DEVELOPMENT: When Education Is Not So Sweet

BRUSSELS, Jun 29 (IPS) - A major Belgian retail firm has been accused of misleading its customers by implying that its sales of Malawian sugar will benefit education projects in that country.

Colruyt, a supermarket chain operating in Belgium and France, sells sugar and several other food and drink items from poor countries as part of a range of products called 'Collibri for Education'. The company states that 5 percent of the price of Collibri food and 3 percent of non-food products (not including value added tax) go to schooling projects run by non-governmental organisations.

But Brian Bowler, the Malawian ambassador to the European Union, said that Colruyt is "hoodwinking the public."

Bowler said that he has repeatedly asked for appointments with Jef Colruyt, the company's chairman, and for data proving that it is paying out all the donations it promised to make. Colruyt refused to give him those details or to arrange that he can see its chairman, he added.

"This is a scandal," he told IPS. "I don't know if it's illegal but I do know it's immoral. They should be able to give information about what they are doing with this brand but they cannot furnish us with that."

Bowler described as "very cunning" the phrasing used in the packaging for Collibri sugar, which carries the brand name Chikwawa and depicts a smiling man carrying cane.

"It more or less suggests that 5 percent from a particular sale will go to the country of origin," he said, though acknowledging that the commitment is not explicit.

The packaging also states that the cultivation and production of sugarcane plays an essential role in the Malawian economy. Among the other products bearing the Collibri logo of a bird are orange juice from Costa Rica and honey from Mexico.
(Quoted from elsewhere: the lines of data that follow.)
PR #1131, opened 2023-06-22
fix: modifies sidebar state such that it remains open

ayesha-waris:
[INF-915](https://2u-internal.atlassian.net/browse/INF-915)

- Removed state tracking and such that the sidebar always opens when a user navigates to a unit.
- The close button should still allow users to close the sidebar, but it should re-open when user reloads the page or navigates to another unit that has discussions enabled.

### DIFF
--- a/src/courseware/course/sidebar/SidebarContextProvider.jsx
+++ b/src/courseware/course/sidebar/SidebarContextProvider.jsx
@@ -40,7 +40,7 @@ const SidebarProvider = ({
       setCurrentSidebar(initialSidebar);
     }
   // eslint-disable-next-line react-hooks/exhaustive-deps
-  }, [initialSidebar, verifiedMode]);
+  }, [initialSidebar, verifiedMode, unitId]);
 
   const onNotificationSeen = useCallback(() => {
     setNotificationStatus('inactive');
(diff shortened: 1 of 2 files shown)


src/courseware/course/sidebar/SidebarContextProvider.jsx
```diff
@@ -40,7 +40,7 @@ const SidebarProvider = ({
       setCurrentSidebar(initialSidebar);
```
sundasnoreen12: No need of line 26 const showDiscussionSidebar = localStorage.getItem('showDiscussionSidebar') !== 'false';

src/courseware/course/sidebar/SidebarContextProvider.jsx
```diff
@@ -40,7 +40,7 @@ const SidebarProvider = ({
...
     }
```
sundasnoreen12, line 32: for line 30-32 use this
const initialSidebar = SIDEBARS.DISCUSSIONS.ID.

src/courseware/course/sidebar/SidebarContextProvider.jsx
sundasnoreen12: remove check for line 23

sundasnoreen12 (changes requested):

sundasnoreen12 (approved):
PR LGTM

awais-ansari (approved):

muhammadadeeltajamul (approved):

Although Collibri does not carry a 'fair trade' logo or use the words 'fair trade' on its packaging, Bowler alleged that Colruyt is trying to exploit the growing consumer interest in Europe in buying goods produced in a socially responsible way. "This kind of thing could discredit fair trade," said Bowler.

Spokespersons for Colruyt, which recently reported that its revenues for the 2006-07 financial year exceeded 5 billion euros (6.7 billion dollars), did not return numerous calls from IPS.

However, a website promoting Collibri says that a "definite amount" from the sale of each product concerned goes to schooling projects in poor countries.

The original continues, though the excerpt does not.